Entering his fourth six-year term as Russian president, Vladimir Putin must now confront the wreckage of past diplomacy and a volatile domestic landscape.
Though the Kremlin escalated an international crisis on Thursday, expelling 60 American diplomats in a tit-for-tat exchange sparked by its approval of extrajudicial assassinations, strategists predict a ceasefire as Putin faces collective action from Western powers.
“It’s all about making points and the points have been made,” Lawrence Freedman, emeritus professor of war studies at King’s College and author of The Future of War, told Observer. “There’s nothing surprising about what happened today. The Russians have not exceeded what the allies did [last week], so I suspect they hope ‘that’s it.’ I doubt there will be much more from the alliance as a whole.”
Noting the expulsions were likely against officials with intelligence functions, rather than mainstream diplomatic responsibilities, Freedman added that diplomacy was still on the table for all parties.
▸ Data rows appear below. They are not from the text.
PR #1615, opened 2021-11-28
makes unvanquished more UBsan friendly

bmorel:
1st commit just remove empty lines.
2nd commit replaces a hack to get addresses offsets with a standard compiler feature doing the same: `offsetof`


slipher:
LGTM

PR #1617, opened 2021-12-04
yellow blueprints when place is valid but reqs are not met

bmorel:
Requires a PR into unvanquished_src.dpkdir before merging.
This allows to have 3 ghostly colours for blueprints:

* green: place is ok, pre-requisites are ok
* yellow: place is ok, pre-requisites are not (BP, momentum, RC/OM absent, etc etc)
* red: place is not ok

### DIFF
--- a/src/cgame/cg_buildable.cpp
+++ b/src/cgame/cg_buildable.cpp
@@ -1129,7 +1129,8 @@ void CG_GhostBuildable( int buildableInfo )
 	vec3_t        mins, maxs;
 	trace_t       tr;
 	float         scale;
-	buildable_t   buildable = (buildable_t)( buildableInfo & SB_BUILDABLE_MASK ); // assumed not BA_NONE
+	buildable_t   buildable = (buildable_t)( buildableInfo & SB_BUILDABLE_MASK );
+	ASSERT( BA_NONE < buildable && buildable < BA_NUM_BUILDABLES );
 	const buildableModelConfig_t *bmc = BG_BuildableModelConfig( buildable );
 
 	ps = &cg.predictedPlayerState;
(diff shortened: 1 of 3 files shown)


src/cgame/cg_buildable.cpp
```diff
@@ -1129,7 +1129,8 @@ void CG_GhostBuildable( int buildableInfo )
 	vec3_t        mins, maxs;
 	trace_t       tr;
 	float         scale;
-	buildable_t   buildable = (buildable_t)( buildableInfo & SB_BUILDABLE_MASK ); // assumed not BA_NONE
```
slipher, line 1132: The assertion should be on `buildable` not `buildableInfo`, right? Also `ASSERT_NQ`

src/cgame/cg_buildable.cpp
```diff
@@ -1156,8 +1157,19 @@ void CG_GhostBuildable( int buildableInfo )
 
 	ent.hModel = cg_buildables[ buildable ].models[ 0 ];
 
-	ent.customShader = ( SB_BUILDABLE_TO_IBE( buildableInfo ) == IBE_NONE )
-	                     ? cgs.media.greenBuildShader : cgs.media.redBuildShader;
+	int mask = SB_BUILDABLE_TO_IBE( buildableInfo );
```
slipher, line 1160: Why is it called `mask`? It's not like a set of bit flags

src/cgame/cg_buildable.cpp
bmorel: Now that I look anew at it, yes, this would make more sense. Looks like buildableInfo is really a "struct" with both the buildable_t and some flags in it...

src/cgame/cg_buildable.cpp
bmorel: I'm not saying I understand what IBE thingy is, but I probably grepped and found this line: ` #define SB_BUILDABLE_TO_IBE(x)   ( ( ( x ) & SB_BUILDABLE_STATE_MASK ) >> SB_BUILDABLE_STATE_SHIFT )` which likely made me think it really is a mask (yes: probably and likely, I don't remember, I worked on other stuff since then).

src/cgame/cg_buildable.cpp
slipher: assert not equal

slipher:
LGTM except the submodule should be updated

src/cgame/cg_buildable.cpp
bmorel: Ok. Well, I replaced it with a range anyway, which makes more sense (as long as NUM_BUILDABLE is really the last one). Or there's also a specific assert for that? (that seems a bit overkill to have specific asserts for those kind of stuff though)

Whether or not such dialogue will translate into action remains another question, especially as Russia continues testing the contours of the liberal international order.
“The important thing in the more general sense is that Russia has gotten into a very isolated position,” said Freedman. “To the extent it had been trying to divide the West, which many people thought was succeeding, it hasn’t succeeded as well as was suggested. One reason for that is that lots of individual countries have their own gripes with Russia.”
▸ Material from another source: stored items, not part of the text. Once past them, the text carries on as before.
Issue #1202, opened 2020-05-24
Move `BUTTON_` definitions into gamelogic


slipher:
The constants like `BUTTON_ATTACK`, `BUTTON_ACTIVATE` etc. should be moved from the engine into the gamelogic.
A few of them are referenced in the engine for some reason but we can at least move all the other ones.

DolceTriade:
Yeah, it seems probably that a lot of the engine logic that requires these buttons could be moved to the gamelogic as well. The main thing that seems concerning is something like VoIP...

bmorel:
The only ones engine actually use are TALK/ANY/WALKING. It could very likely be fixed, I'm not sure.
Functions which uses those symbols only writes the values into `cmd->buttons`. They are:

The Netherlands, for example, have been plagued by Russian disinformation campaigns and military fallout—in 2011, a Malaysian Airlines craft carrying a majority of Dutch citizens onboard was gunned down over Eastern Ukraine by pro-Russian forces. Expelling two Russian diplomats in a show of solidarity with Great Britain, Holland joined 28 other powers buttressing Putin’s aggression.
“By and large, when countries do this, they do it alone. The fact that so many other countries supported the British was the most unique feature of this,” said Freedman. “It tells the Russians there’s more common ground opposed to them than there is supporting them.”
Despite touting “invincible” nuclear warheads, a space mission to Mars and a landslide reelection victory, the Russian president faces a tumultuous domestic landscape.
Protests erupted in the Siberian town of Kemerovo on Tuesday as Putin visited in the aftermath of a mall fire which killed 64 people—many of whom were children. The New York Times reported that several men confronted Kemerovo’s deputy governor Sergei Tsivilev about Russia’s widespread corruption during a staged event attended by Putin.
Further dissonance was fanned online by Russia’s opposition leader Aleksei A. Navalny, who was barred from running this election cycle in a move seen by many as politically motivated.
Even the world’s greatest Machiavellian accredited with dismantling Western democracy struggles in pacifying his own citizens. Vexed with an unsettled population and containment efforts taken collectively by the Western powers, Putin is best served to consolidate his gains abroad and develop a grand strategy to channel nationalist sentiments at home.